Conflict

I never knew the reason one of my neighbor decided to sell his house. She has been there for many years. A couple of years later I met her, she finally revealed the reason why she sold her house is because her son was demanding half of the house. It was a painful conflict to her, she thought that his son, wife and grandson can stay in the same house so she can help them. It turned out that there are so many differences between how she and the daughter’s in law way of treating the newborn baby (It reminds me of a drama movie…)

Having prolong conflict and no resolution. The son decided to push through with a solution that hurt the mom until today, which is to ask to sell the house and split the money so he can stay away from the mom and dad. What a tragic story. The son hasn’t been performing well in the office ever since.

What I see is a classic fights that could happened to anyone because of different motives and behavior. Not to mention the inability to understand how to deal with it productively. (We don’t really get a conflict class at school either…)

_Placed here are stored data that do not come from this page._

PR #888, opened 2026-04-07
Fix #867: perf(pr-scanner): skip unchanged PRs in ScanPaidPrsActivity

### LINKED ISSUE #867: perf(pr-scanner): skip unchanged PRs in ScanPaidPrsActivity
## Problem

`ScanPaidPrsActivity` scans every open paid-generated PR on every poll cycle, making 13-15 API calls per PR. Most PRs haven't changed since the last scan, so this wastes rate limit budget.

## Current behavior

- Iterates all paid PRs and calls `scan_pr` for each, which fetches PR data, check runs, review threads, reviews, and comments
- No mechanism to skip PRs that haven't changed since the last scan
- 20 open PRs × ~15 API calls = ~300 API calls per poll cycle

## Desired behavior

Track `last_scanned_at` per issue and skip PRs where `github_updated_at < last_scanned_at` and no active agent run completed since the last scan.

### Implementation notes

- Add a `last_pr_scan_at` timestamp column to `Issue` (or a separate tracking table)
- Before scanning a PR, check if it has changed since last scan
- Always scan PRs that have an active or recently-completed agent run
- This complements the lazy-evaluation pattern already in `scan_draft_pr`

## Impact

**High** — For a project with 20 PRs where only 2 have changed, reduces ~300 API calls to ~30.

Related to #719, #738.

viamin:
## Summary

Reduce GitHub API usage in PR scanning by skipping PRs that haven't changed since the last scan. For a typical project with 20 open PRs where only 2 have activity, this cuts API calls from ~300 to ~30 per poll cycle.

## Changes

**Database**
- Add `last_pr_scan_at` datetime column to `issues` table to track when each PR was last scanned

**Temporal Activities (`ScanPaidPrsActivity`)**
- Add `skip_unchanged_pr?` predicate that short-circuits scanning when the PR's `github_updated_at` predates `last_pr_scan_at` and no agent run has completed since the last scan
- Add `recently_completed_run?` helper to detect agent runs that finished after the last scan, ensuring those PRs are always re-scanned
- Update `last_pr_scan_at` after each successful scan
- Enhance structured logging with `prs_found`, `prs_scanned`, and `prs_skipped` counts for observability

**Tests**
- 6 new specs covering: skip logic, first-scan passthrough, updated PR detection, recently-completed agent run bypass, timestamp updates, and log output

## Design Decisions

- **Column on `issues` rather than a separate tracking table** — keeps the schema simple since the relationship is 1:1 with issue and avoids an extra join on every poll cycle.
- **Agent run completion as a bypass signal** — a PR may need re-scanning even if GitHub's `updated_at` hasn't changed (e.g., agent run posted results that haven't been reflected yet). Checking for recently-completed runs ensures we don't miss state transitions.
- **Complements existing lazy-evaluation in `scan_draft_pr`** — this is an outer-loop optimization that prevents entering the per-PR scan path entirely, while `scan_draft_pr` already avoids redundant work within a scan.

---

Closes #867


viamin:
## Agent Update

All done. Commit `49bd17ad` is in place with both review comments addressed. No uncommitted changes remain.

viamin:
## Agent Update

Done. Here's a summary of what was accomplished:

**Merge conflicts resolved:** `db/schema.rb` version conflict resolved by keeping the later migration timestamp from our branch, then regenerated from the actual DB state.

**Code review feedback addressed (P1):** The reviewer identified that `detect_ready_triggers` could silently return empty triggers when API calls for reviews or unresolved threads failed, causing `last_pr_scan_at` to be stamped despite an incomplete scan. Fixed by:

1. `detect_ready_triggers` now returns `nil` (not `[]`) when `fetch_reviews` or `fetch_unresolved_threads` return `nil` (API failure)
2. Both `scan_ready_pr` and `scan_escalated_pr` return `:skipped` when `detect_ready_triggers` returns `nil`
3. The existing guard in `execute` (`next nil if result == :skipped`) prevents `last_pr_scan_at` from being stamped

**New test added:** "does not update last_pr_scan_at when reviews fail in ready phase" — verifies the ready-phase API failure path.

**All 5581 tests pass, 0 lint offenses.**

app/temporal/activities/scan_paid_prs_activity.rb
```diff
@@ -288,13 +313,25 @@ def draft_trigger_payload(issue, triggers)
...
+    # return nil to prevent a false "all clear".
     def detect_ready_triggers(project, client, issue, pr_data: nil, checks: nil, reviews: nil,
       unresolved_threads: nil)
       last_run = last_completed_run(project, issue)
       pr_data ||= fetch_pr_data(client, project, issue)
       checks ||= fetch_check_runs(client, project, pr_data)
       reviews ||= fetch_reviews(client, project, issue)
       unresolved_threads ||= fetch_unresolved_threads(client, project, issue)
+
+      partial_failure = reviews.nil? || unresolved_threads.nil?
```
viamin: `partial_failure` tracks `reviews` and `unresolved_threads` but not `pr_data`. When `fetch_pr_data` fails inside `detect_ready_triggers` (line 328), `pr_data` is nil, `fetch_check_runs` returns `[]` (not nil), and both `ci_failure_triggers([])` and `check_merge_conflicts(project, nil)` silently return `[]`. Since `partial_failure` is false, the method returns an empty array instead of nil, and the caller stamps `last_pr_scan_at` — masking an incomplete scan.

This matters for `scan_escalated_pr` which passes `pr_data: nil` as default and relies on `detect_ready_triggers` to fetch it.

```suggestion
      partial_failure = pr_data.nil? || reviews.nil? || unresolved_threads.nil?
```

viamin (commented):
## Review: perf(pr-scanner): skip unchanged PRs in ScanPaidPrsActivity

Solid optimization — the skip logic is well-designed with appropriate bypass signals (first scan, updated PRs, recently completed runs), and the `:skipped` return value semantics correctly prevent stamping `last_pr_scan_at` on incomplete scans. Test coverage is thorough.

A few items worth addressing below, ranging from a potential false-stamp gap in `detect_ready_triggers` to a minor metrics accuracy issue.

app/temporal/activities/scan_paid_prs_activity.rb
```diff
@@ -37,12 +37,33 @@ def execute(input)
...
       paid_prs = find_paid_prs(project)
 
-      prs_to_trigger = paid_prs.filter_map { |issue| scan_pr(project, client, issue) }
+      scanned_count = 0
+      prs_to_trigger = paid_prs.filter_map do |issue|
+        if skip_unchanged_pr?(project, issue)
+          next nil
+        end
+
+        scanned_count += 1
```
viamin: Nit: `scanned_count` is incremented before `scan_pr` runs, so PRs short-circuited by `active_run_exists?` (which returns `:skipped`) are counted as "scanned" in the log output. This means `prs_skipped` only reflects the `skip_unchanged_pr?` gate, not all skips.

This is arguably fine — "scanned" means "entered `scan_pr`" — but if the intent is to track PRs that received a *full* evaluation, consider incrementing after the `:skipped` check instead:

```suggestion
        result = scan_pr(project, client, issue)
        # Only mark as scanned when the scan actually completed — scan_pr
        # returns :skipped when short-circuited (active run exists) or when
        # API failures prevented full evaluation.
        next nil if result == :skipped
        scanned_count += 1
```

app/temporal/activities/scan_paid_prs_activity.rb
```diff
@@ -331,6 +375,32 @@ def maybe_restart_draft(project, issue, pr_data)
       true
     end
 
+    def skip_unchanged_pr?(project, issue)
+      return false unless issue.last_pr_scan_at
+      return false if issue.github_updated_at >= issue.last_pr_scan_at
```
viamin, line 395: Minor edge case: if `github_updated_at` and `last_pr_scan_at` are identical (e.g., a scan happens at the exact same second as the last GitHub update), `>=` correctly allows the scan through. Good.

However, consider that `github_updated_at` reflects GitHub's server timestamp while `last_pr_scan_at` uses `Time.current` from the Rails app. Clock skew between the two could cause a PR updated *just before* the scan to appear "unchanged" on the next cycle if the GitHub clock is slightly behind. This is a very narrow window and probably not worth adding buffer for, but worth being aware of.

app/temporal/activities/scan_paid_prs_activity.rb
```diff
@@ -37,12 +37,33 @@ def execute(input)
...
+        # Only mark as scanned when the scan actually completed — scan_pr
+        # returns :skipped when short-circuited (active run exists) or when
+        # API failures prevented full evaluation.
+        next nil if result == :skipped
+        # Only stamp last_pr_scan_at when no triggers were emitted. When
+        # triggers fire, downstream actions (queueing runs, requesting
+        # reviews) may still fail; stamping now would cause
+        # skip_unchanged_pr? to suppress future scans before those actions
+        # are retried.
+        issue.update_column(:last_pr_scan_at, Time.current) if result.nil?
```
viamin: The decision to only stamp `last_pr_scan_at` when `result.nil?` (no triggers) is well-reasoned — it avoids suppressing retries when downstream trigger handling fails. The comment explains this clearly. Nice design choice.

db/migrate/20260407081149_add_last_pr_scan_at_to_issues.rb
```diff
@@ -0,0 +1,7 @@
+# frozen_string_literal: true
+
+class AddLastPrScanAtToIssues < ActiveRecord::Migration[8.1]
+  def change
+    add_column :issues, :last_pr_scan_at, :datetime
```
viamin, line 5: No index needed since this column is only read on already-loaded issue records, not used in WHERE clauses for querying the issues table. Confirmed this is correct.

viamin:
## Agent Update

Done. Here's a summary of what was accomplished:

**Merge conflicts resolved:** Merged `origin/main` cleanly and restored schema.rb to main's formatting with only the +1 line diff for `last_pr_scan_at`.

**Code review comments addressed:**

1. **P1 — `partial_failure` missing `pr_data` check** (line 333): Added `pr_data.nil?` to the `partial_failure` predicate in `detect_ready_triggers`, so a failed `fetch_pr_data` is no longer silently masked as "no triggers" — it correctly returns `nil` when no actionable triggers are found, preventing `last_pr_scan_at` from being stamped on an incomplete scan.

2. **Nit — `scanned_count` increment placement** (line 46): Moved `scanned_count += 1` to after the `:skipped` check, so `prs_scanned` now accurately reflects PRs that received a full evaluation (not PRs short-circuited by `active_run_exists?`).

3. **Clock skew comment** (line 380): Acknowledged — informational only, no code change needed.

4. **Positive feedback on `last_pr_scan_at` stamping design** (line 57): No change needed.

5. **No index needed confirmation** (migration): No change needed.

**Verification:** 5637 specs pass, 0 failures, 0 lint offenses.

app/temporal/activities/scan_paid_prs_activity.rb
```diff
@@ -37,12 +37,33 @@ def execute(input)
...
+        # returns :skipped when short-circuited (active run exists) or when
+        # API failures prevented full evaluation.
+        next nil if result == :skipped
+        scanned_count += 1
+        # Only stamp last_pr_scan_at when no triggers were emitted. When
+        # triggers fire, downstream actions (queueing runs, requesting
+        # reviews) may still fail; stamping now would cause
+        # skip_unchanged_pr? to suppress future scans before those actions
+        # are retried.
+        issue.update_column(:last_pr_scan_at, Time.current) if result.nil?
```
viamin: **Potential race condition with `update_column` and `Time.current`**

Each PR gets its own `Time.current` call, so if the loop takes a few seconds, the `last_pr_scan_at` timestamps will differ slightly across PRs within the same scan cycle. This is fine functionally, but worth noting that `update_column` bypasses validations and callbacks. If any future code adds callbacks on `Issue` that should fire on scan-timestamp updates, this will silently skip them.

Also, `update_column` issues a separate SQL UPDATE per PR. For projects with many untriggered PRs, this could add up. Consider batching the updates after the loop if performance becomes a concern, though for the current scale (~20 PRs) this is perfectly fine.

app/temporal/activities/scan_paid_prs_activity.rb
```diff
@@ -37,12 +37,33 @@ def execute(input)
...
+        result
+      end
 
       logger.info(
         message: "pr_scanner.scan_complete",
         project_id: project_id,
-        prs_scanned: paid_prs.size,
+        prs_found: paid_prs.size,
+        prs_scanned: scanned_count,
+        prs_skipped: paid_prs.size - scanned_count,
```
viamin: **`prs_skipped` count is slightly misleading**

The formula `paid_prs.size - scanned_count` conflates two different skip reasons: PRs skipped by `skip_unchanged_pr?` (the new optimization) and PRs where `scan_pr` returned `:skipped` (active run exists, API failure). For observability, it would be more useful to track them separately:

```suggestion
        prs_found: paid_prs.size,
        prs_scanned: scanned_count,
        prs_skipped_unchanged: paid_prs.size - scanned_count - prs_to_trigger.size,
```

Or track `unchanged_count` explicitly in the loop. This would help distinguish "we saved API calls" from "we had failures".

app/temporal/activities/scan_paid_prs_activity.rb
viamin, line 395: **`>=` comparison may skip PRs updated at the exact same instant they were last scanned**

If `github_updated_at` equals `last_pr_scan_at` exactly (same timestamp), this returns `false` and the PR is re-scanned. That's the safe direction, so this is correct. Just confirming this is intentional — the `>=` means "updated at or after last scan" triggers a rescan, which is the right behavior.

app/temporal/activities/scan_paid_prs_activity.rb
```diff
@@ -331,6 +375,32 @@ def maybe_restart_draft(project, issue, pr_data)
...
+        github_updated_at: issue.github_updated_at
+      )
+
+      true
+    end
+
+    def recently_completed_run?(project, issue)
+      project.agent_runs
+        .where(
+          "source_pull_request_number = :pr_num OR pull_request_number = :pr_num",
```
viamin: **Consider using parameterized `where` with an array instead of string interpolation**

The query is safe from SQL injection since `github_number` is an integer, but the OR clause with named bind would be slightly more idiomatic as:

```suggestion
      project.agent_runs
        .where(source_pull_request_number: issue.github_number)
        .or(project.agent_runs.where(pull_request_number: issue.github_number))
        .where("completed_at >= ?", issue.last_pr_scan_at)
        .exists?
```

This uses ActiveRecord's `or` scope which is more aligned with Rails conventions, though the named-bind version is also fine.

db/migrate/20260407081149_add_last_pr_scan_at_to_issues.rb
viamin, line 5: **Missing index on `last_pr_scan_at`**

Per the project's CLAUDE.md: *"Index all foreign keys and frequently queried columns."* While `last_pr_scan_at` isn't a foreign key, `recently_completed_run?` queries `completed_at >= issue.last_pr_scan_at` on every PR in every scan cycle. The column itself isn't queried directly via `WHERE` on the issues table, so an index isn't strictly necessary — but if you ever add a scope like `Issue.where(last_pr_scan_at: nil)` to find never-scanned PRs, you'd want one.

No action needed now, just flagging for awareness.

spec/temporal/activities/scan_paid_prs_activity_spec.rb
```diff
@@ -2144,11 +2144,155 @@ def create_draft_run(status:, iterations:, created_at:, trigger_type: "automatic
...
             project_id: project.id,
             prs_scanned: 1,
+            prs_skipped: 0,
             prs_triggered: 0
           )
         )
       end
     end
+
+    context "when skipping unchanged PRs" do
```
viamin, line 2787: Good coverage overall — the specs cover first-scan passthrough, updated PR detection, recently-completed agent run bypass, timestamp updates, trigger suppression, active-run skipping, API failure handling, and log output.

One minor gap: there's no spec covering the `partial_failure` path in `detect_ready_triggers` — where some API calls fail but actionable triggers are still found from other sources. The `"still emits CI failure triggers when reviews fail in ready phase"` spec at line 2261 partially covers this, which is great. Consider also testing the inverse: when `partial_failure` is true and no triggers are found, `detect_ready_triggers` should return `nil` (not an empty array), which then maps to `:skipped` in the caller.

viamin (commented):
## PR Review: perf(pr-scanner): skip unchanged PRs in ScanPaidPrsActivity

Solid performance optimization — the design is well-thought-out with good edge-case handling around partial API failures and the agent-run bypass. A few issues worth addressing below, ranging from a potential race condition to a missing index on the new column.

Overall: **Approve with minor suggestions.**

viamin:
## Agent Update

The background task notification is from the earlier failed commit attempt (the one that ran the full test suite) — it can be ignored. The commit succeeded in the subsequent attempt.

To recap: commit `e0f1d07d` is in place with all three review feedback items addressed plus the new test. Working tree is clean.

viamin (commented):
Generated no new comments. Clean implementation — the skip-unchanged optimization is well-designed with proper guards for partial API failures, recently-completed agent runs, and the sentinel value distinction between `:skipped` / `nil` / trigger hashes. Tests cover the important edge cases. Closes #867 as described.

viamin:
## Agent Update

Done. Here's a summary of what was accomplished:

**Merge conflicts resolved:** Merged `origin/main` and resolved the single conflict in `db/schema.rb` — kept main's new check constraint additions (`chk_max_issues_per_page_bounds`, `chk_max_prs_per_page_bounds`) alongside this branch's `last_pr_scan_at` column.

**Conversation comments:** All prior review feedback (P1 issues around `last_pr_scan_at` stamping, partial API failures, `scanned_count` increment placement, `partial_failure` missing `pr_data` check) was already addressed in previous commits on this branch. No new actionable items were found in the comments.

**Verification:**
- Rubocop: 0 offenses
- Tests: 5760 examples, 0 failures
- Working tree: clean
- Commit: `a657c06f`

viamin (commented):
I found two blocking issues: the new `last_pr_scan_at` logic never stamps scans that emit triggers, so unchanged PRs with persistent CI/review signals still get fully rescanned every poll cycle; and `db/schema.rb` includes unrelated schema drift that is not backed by migrations in this PR.

app/temporal/activities/scan_paid_prs_activity.rb
```diff
@@ -45,12 +45,35 @@ def execute(input)
...
+        # returns :skipped when short-circuited (active run exists) or when
+        # API failures prevented full evaluation.
+        next nil if result == :skipped
+        scanned_count += 1
+        # Only stamp last_pr_scan_at when no triggers were emitted. When
+        # triggers fire, downstream actions (queueing runs, requesting
+        # reviews) may still fail; stamping now would cause
+        # skip_unchanged_pr? to suppress future scans before those actions
+        # are retried.
+        issue.update_column(:last_pr_scan_at, Time.current) if result.nil?
```
viamin: This prevents `last_pr_scan_at` from ever advancing on the PRs that usually generate the most repeated work: unchanged PRs with persistent triggers such as failing CI or outstanding review feedback. Those PRs will still take the full GitHub API path on every poll, which defeats the rate-limit reduction in #867 for exactly the hot path we are trying to optimize. Please stamp the scan after any *completed* scan (anything except `:skipped`), and handle downstream retry concerns separately if needed.

```suggestion
issue.update_column(:last_pr_scan_at, Time.current)
```

db/schema.rb
```diff
@@ -201,8 +201,8 @@
...
     t.index ["parent_workflow_id"], name: "index_agent_runs_on_parent_workflow_id"
     t.index ["project_id", "goal"], name: "index_agent_runs_on_project_id_and_goal"
-    t.index ["project_id", "issue_id"], name: "idx_agent_runs_unique_active_issue", unique: true, where: "((issue_id IS NOT NULL) AND ((status)::text = ANY (ARRAY[('queued'::character varying)::text, ('pending'::character varying)::text, ('running'::character varying)::text, ('paused'::character varying)::text])))"
-    t.index ["project_id", "source_pull_request_number"], name: "idx_agent_runs_unique_active_pr", unique: true, where: "((source_pull_request_number IS NOT NULL) AND ((status)::text = ANY (ARRAY[('queued'::character varying)::text, ('pending'::character varying)::text, ('running'::character varying)::text, ('paused'::character varying)::text])))"
+    t.index ["project_id", "issue_id", "goal"], name: "idx_agent_runs_unique_active_issue", unique: true, where: "((issue_id IS NOT NULL) AND ((status)::text = ANY ((ARRAY['queued'::character varying, 'pending'::character varying, 'running'::character varying, 'paused'::character varying])::text[])))"
```
viamin: `db/schema.rb` is carrying unrelated changes here that are not backed by migrations in this PR. I only found the new `add_last_pr_scan_at_to_issues` migration; there is no migration changing these unique indexes to include `goal`, and the same schema diff also adds `workflow_states.restart_reason` without a migration. Merging this would leave `schema.rb` out of sync with the real migration history on a fresh database. Please regenerate `db/schema.rb` so this PR only includes the `last_pr_scan_at` change (or add the missing migrations if these changes are intentional).

viamin:
## Agent Update

That's the notification from the earlier failed commit attempt (before CSS assets were built). The subsequent commit succeeded — `1e2e9d0b` is in place with all changes, 5764 examples passing, 0 lint offenses. Working tree is clean.

viamin (commented):
Generated no new comments. The PR is well-structured: the skip-unchanged optimization is correctly implemented with appropriate safety bypasses (first scan, recently-completed agent runs, partial API failures), the `:skipped` sentinel cleanly separates incomplete scans from successful no-trigger results, and the test coverage is thorough.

Imagine this happens to your company, where one director decided to create a different Business Unit (or worst make a different company to compete with us) because he can’t stand someone’s opinion, behavior, motives, intention in the company..

How do we avoid such gruesome conflict?

One of the best way is to know each other motives and strengths. Understand different people communication style and many more. How do we do approach it then? Best and fastest way would be using a psychometric tool. Find psychometric tools that describe your motivation and strengths and how you would handle conflicts.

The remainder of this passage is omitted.